At 01:03 PM 1/4/2002 -0800, Helen Krummenacker wrote:
People really write stories just for themselves?
(As usual, I feel guilty answering this sort of question, because I haven't written any B7 in years. But I do write fanfic still, so....)
I don't write for anyone else *but* myself. Which is a good thing, because I tend to write things nobody but me *wants* to read. (My usual feedback for the fanfic I'm writing these days: "Never would have thought of that. I'm now trying to forget that *you* did." <g>)
So, tell me, why does a peerson write it out if they don't care if anyone reads it?
Not only don't I care if anyone reads my fanfic, but occasionally (though I'm usually coaxed by a friend or my partner into putting the stories on my web page or some other public/semi-public forum) there are stories that I don't *want* to know anyone else has read. The last story I wrote (different fandom) is like that.
Sometimes, I write things that I want to share with the world. Sometimes, I even write things specifically to please other people.
But then there are things like that last story. I finished it on New Year's Day. It had been in my head for about six weeks before that. It popped up at random moments, it turned up in my dreams, it started getting on my nerves. A lot. So I started writing it, about four weeks into the obsession. Now that it's done--sure, I think about it a little bit, but *as a story.* I think things like "did I *really* handle that character right?" or "I wonder if I ought to write a sequel..." But I don't keep getting pictures in my head (and they weren't pictures I wanted, especially).

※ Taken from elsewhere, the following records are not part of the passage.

PR #13653, opened 2025-11-24
fix: Fix product slider with variants in closeout 

### LINKED ISSUE #5354: Product slider does not display product with variants
Description: 
If a product has variants and is selected in the product slider element it is not displayed if its stock is 0 and clearance sale is enabled. On the product listing page this behaves differently and displays the product with the image of a variant.
IMO if a product has variants it does not even make sense to set the stock for the product manually. You should only have to set the stock for the variants. 

Also if a dynamic product group is used, the maximum number of products seems to count products that are not displayed because they are out of stock or something like that. This causes the number of products to be lower than the max. even if there would be enough products in the product group.

Environment: 
Shopware 6.6.4.1

Steps to reproduce: 
Create product slider, select product with 0 stock but with variant that has stock > 0 and clearance sale enabled.

Expected result: 
Product gets displayed with the product image of a variant. Just like on the category page.

Actual result: 
Product is not displayed

lukasrump:
Fixes #5354

### 5. Checklist


src/Core/Content/Product/Cms/ProductSlider/StaticProductProcessor.php
```diff
@@ -45,6 +45,7 @@ public function collect(CmsSlotEntity $slot, FieldConfigCollection $config, Reso
         $products = $config->get('products');
         \assert($products instanceof FieldConfig);
         $criteria = new Criteria($products->getArrayValue());
+        $criteria->addAssociation('children');
```
aragon999: This will probably have significant performance impact on large variant products, i.e. loading all variants of a product is not a good idea ;-)

In the case of the product detail page variant products are excluded in general from this filter: https://github.com/shopware/shopware/blob/1d4d4aa2c26a8f747aac60f4bef94883bd2022ef/src/Core/Content/Product/SalesChannel/Detail/ProductDetailRoute.php#L148-L154

Which should probably be done here as well.

tinect: As a shop owner with `just` 12.960 variants on a single product, I would not be happy.

marcelbrode (approved):

dgrothaus-sw (approved):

So...writing as exorcism, maybe?
But I really do write for me. I wrote fanfic before I knew there was such a thing, and I wrote fanfic during a period of my life when I didn't know any other fans any more and (because fandom had left a bad taste in my mouth) didn't care to. I write because *writing* -- not merely "making up stories," but *putting words on paper,* arranging them, playing with them, looking at them--that's what I do.